Signature Gatherer

I was sitting in a coffee shop writing a weird piece about Oscar Wilde when I looked out the window and saw something that startled me. At first I wasn’t sure what I was looking at, then I recognized did.

Joy! A young man was gathering signatures for a ballot initiative. I hadn’t seen such a quintessential Oregon sight for over 25 years! And in fact, gathering signatures to qualify an initiative for the ballot was something almost disappeared from Oregon political life.

Remember the 80s-90s when we voted on dozens of such successful petition drives? It was the bane and beauty of our elections. It gave us medical marijuana and Lon Mabon’s evil OCA anti-gay measures. Back in those days, almost all petition gatherers were unpaid, unlike today, which might be a metaphor of some kind.

The signature gatherer was jaunty as he worked. He practically skipped. He had long blonde hair tied off in a ponytail and wore tan slacks, a shiny brown leather jacket from the 70s and patent loafers. What an ensemble to promote democracy! I dug it. He was clearly digging his duty and I dug that, too.

His gathering technique intrigued me Every other gatherer I’d seen over the decades stood stationary in front of a busy retail outlet or post office. Sometimes they even sat at tables. Most looked bored or dour.

Not this dude! He was on the move, smiling, waving, chatty, coming up to people walking or sitting at tables outside restaurants and cafes. He even accompanied people across crosswalks. He talked to people’s dogs! He probably fed them treats!

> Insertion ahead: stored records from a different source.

PR #889, opened 2025-10-01
Upgrade dace version

edopao:
The new dace version addresses the following issues:
- Fix in vertical map fusion, see https://github.com/spcl/dace/pull/2157
- Fix error in microphysics, see https://github.com/spcl/dace/pull/2158


edopao:
cscs-ci run default

PR #890, opened 2025-10-01
Write GT4Py timers in dycore_wrapper solve_nh_run

havogt:
This is a quick fix for writing the gt4py timers from the blueline. For a clean implementation we would create separate bindings for this call and write it once at the end of the simulation.


tools/src/icon4py/tools/py2fgen/wrappers/dycore_wrapper.py
```diff
@@ -412,4 +413,8 @@ def solve_nh_run(
         at_last_substep=idyn_timestep == (ndyn_substeps_var - 1),
     )
 
+    # dump gt4py timers
```
havogt, line 416:
```suggestion
    # TODO(havogt): create separate bindings for writing the timers
```

PR #903, opened 2025-10-14
Remove nlev from decomposition info

halungge:
(Refactoring) remove `klevels` from `DecompositionInfo` it does not seem to be used.

based on this [PR-901](https://github.com/C2SM/icon4py/pull/901) which is a prerequisit to run the tests.

### DIFF
--- a/model/common/tests/common/decomposition/unit_tests/test_definitions.py
+++ b/model/common/tests/common/decomposition/unit_tests/test_definitions.py
@@ -27,7 +27,6 @@ from icon4py.model.testing.fixtures.datatest import (  # import fixtures form te
 @pytest.mark.datatest
 def test_create_single_node_runtime_without_mpi(icon_grid, processor_props):
     decomposition_info = DecompositionInfo(
-        klevels=10,
         num_cells=icon_grid.num_cells,
         num_edges=icon_grid.num_edges,
         num_vertices=icon_grid.num_vertices,


model/atmosphere/dycore/tests/dycore/mpi_tests/test_parallel_solve_nonhydro.py
```diff
@@ -6,57 +6,67 @@
...
+    processor_props: definitions.ProcessProperties,
+    decomposition_info: definitions.DecompositionInfo,  # : F811 fixture
+    backend: gtx_typing.Backend | None,
+) -> None:
     parallel_helpers.check_comm_size(processor_props)
     print(
         f"rank={processor_props.rank}/{processor_props.comm_size}: inializing dycore for experiment 'mch_ch_r04_b09_dsl"
     )
     print(
-        f"rank={processor_props.rank}/{processor_props.comm_size}: decomposition info : klevels = {decomposition_info.klevels} "
```
msimberg: Same here, keep rank/comm_size?

model/atmosphere/dycore/tests/dycore/mpi_tests/test_parallel_solve_nonhydro.py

I simply had to sign the petition. I knew it wasn’t going to be some reactionary proposal such as banning the teaching of slavery because it hurts certain students’ feelings. This was Portland after all. It would probably be an initiative to legalize magic mushrooms for medicinal use. Wait, Oregon voters already passed that one!

It was time to go. The gatherer might disappear any second. I finished my coffee and went out to sign a petition and advance direct democracy. I even caught myself jogging a bit. Jesus, I was really into democracy probably because it’s dying around Oregon and elsewhere in America. Perhaps dying is the wrong word, perhaps murdered is the right one. There is a difference.

The search was on. It took five minutes but I found him. He was just finishing up with a glazier repairing a window busted out by drug deranged hooligans. He was overjoyed to see me. I had tracked him down after all. Who does that in Oregon anymore? I do!

The initiative sought to discourage lawmakers (meaning rural Republicans) from walking out of legislative session by making them forfeit their seat if they were absent without permission from the House Speaker or Senate Leader for more than 12 days in a row. Or something to that effect. I didn’t read the fine print. I just wanted to sign it and compel those elected to a legislative body to actually govern when they’re in the minority. That’s the way it’s done in America. And if you don’t want to remain in the minority, then you change.

I signed it. He thanked me. And that was my good democratic duty for the day.